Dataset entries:
════════════════════
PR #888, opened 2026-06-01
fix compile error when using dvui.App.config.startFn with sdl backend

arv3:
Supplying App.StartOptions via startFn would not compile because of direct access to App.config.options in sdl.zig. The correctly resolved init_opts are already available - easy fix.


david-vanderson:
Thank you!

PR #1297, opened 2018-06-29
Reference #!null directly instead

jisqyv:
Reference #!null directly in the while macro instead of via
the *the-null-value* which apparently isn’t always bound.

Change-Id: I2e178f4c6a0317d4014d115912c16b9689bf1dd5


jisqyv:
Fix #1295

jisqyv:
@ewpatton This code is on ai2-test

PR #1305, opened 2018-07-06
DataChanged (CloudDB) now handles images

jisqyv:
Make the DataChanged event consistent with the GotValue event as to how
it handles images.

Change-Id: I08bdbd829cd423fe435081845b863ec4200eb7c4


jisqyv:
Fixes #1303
════════════════════
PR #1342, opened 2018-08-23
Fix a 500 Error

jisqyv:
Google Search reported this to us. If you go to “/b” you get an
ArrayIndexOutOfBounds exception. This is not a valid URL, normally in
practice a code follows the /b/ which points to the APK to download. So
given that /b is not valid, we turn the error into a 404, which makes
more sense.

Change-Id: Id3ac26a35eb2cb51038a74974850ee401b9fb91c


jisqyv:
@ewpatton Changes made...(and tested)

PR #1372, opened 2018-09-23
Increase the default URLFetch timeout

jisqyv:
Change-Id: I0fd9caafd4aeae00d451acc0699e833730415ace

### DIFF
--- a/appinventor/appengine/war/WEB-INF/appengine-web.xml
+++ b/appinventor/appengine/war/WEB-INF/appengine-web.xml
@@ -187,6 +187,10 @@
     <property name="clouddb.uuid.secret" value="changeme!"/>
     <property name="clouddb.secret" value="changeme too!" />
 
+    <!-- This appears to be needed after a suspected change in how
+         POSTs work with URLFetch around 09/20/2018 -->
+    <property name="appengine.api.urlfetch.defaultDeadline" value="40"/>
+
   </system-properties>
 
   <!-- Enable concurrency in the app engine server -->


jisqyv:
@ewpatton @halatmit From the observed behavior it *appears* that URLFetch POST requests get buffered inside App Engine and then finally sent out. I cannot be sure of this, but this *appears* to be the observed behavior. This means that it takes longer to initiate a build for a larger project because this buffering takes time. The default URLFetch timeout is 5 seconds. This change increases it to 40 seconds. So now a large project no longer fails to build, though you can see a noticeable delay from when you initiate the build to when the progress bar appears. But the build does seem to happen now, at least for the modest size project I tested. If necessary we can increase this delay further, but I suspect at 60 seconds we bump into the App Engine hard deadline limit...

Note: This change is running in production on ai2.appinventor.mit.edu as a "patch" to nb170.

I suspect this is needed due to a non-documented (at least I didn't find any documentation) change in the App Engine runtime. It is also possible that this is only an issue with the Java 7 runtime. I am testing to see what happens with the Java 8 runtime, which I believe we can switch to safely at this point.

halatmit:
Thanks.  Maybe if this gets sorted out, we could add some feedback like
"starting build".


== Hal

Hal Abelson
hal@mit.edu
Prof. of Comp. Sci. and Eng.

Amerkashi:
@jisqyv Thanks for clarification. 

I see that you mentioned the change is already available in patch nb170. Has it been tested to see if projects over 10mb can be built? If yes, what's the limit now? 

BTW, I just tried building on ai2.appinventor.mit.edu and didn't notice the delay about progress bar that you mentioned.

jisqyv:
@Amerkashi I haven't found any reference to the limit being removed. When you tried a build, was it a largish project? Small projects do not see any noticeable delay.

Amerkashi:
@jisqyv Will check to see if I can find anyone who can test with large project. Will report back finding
════════════════════
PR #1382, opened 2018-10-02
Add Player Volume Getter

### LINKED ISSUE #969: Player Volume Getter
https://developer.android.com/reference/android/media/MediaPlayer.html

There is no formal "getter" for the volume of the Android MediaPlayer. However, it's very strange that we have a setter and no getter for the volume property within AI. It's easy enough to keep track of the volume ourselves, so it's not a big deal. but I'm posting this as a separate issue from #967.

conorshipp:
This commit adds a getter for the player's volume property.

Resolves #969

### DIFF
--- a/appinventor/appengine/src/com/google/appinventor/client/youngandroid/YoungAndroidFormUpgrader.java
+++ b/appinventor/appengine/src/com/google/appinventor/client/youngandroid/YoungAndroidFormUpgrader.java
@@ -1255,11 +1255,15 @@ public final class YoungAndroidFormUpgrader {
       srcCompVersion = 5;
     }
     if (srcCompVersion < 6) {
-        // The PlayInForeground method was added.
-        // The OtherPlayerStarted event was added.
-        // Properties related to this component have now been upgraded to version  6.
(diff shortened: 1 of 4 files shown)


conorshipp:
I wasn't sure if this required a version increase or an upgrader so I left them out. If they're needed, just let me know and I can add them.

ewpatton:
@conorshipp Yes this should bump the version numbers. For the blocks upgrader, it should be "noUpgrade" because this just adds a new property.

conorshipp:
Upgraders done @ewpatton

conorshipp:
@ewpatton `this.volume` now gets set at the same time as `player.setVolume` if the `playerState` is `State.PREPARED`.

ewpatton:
════════════════════
WORK REQUEST
Scan the records for the string "Thanks" and show every line that contains it.

ANSWER SPACE
Thanks.  Maybe if this gets sorted out, we could add some feedback like
@jisqyv Thanks for clarification. 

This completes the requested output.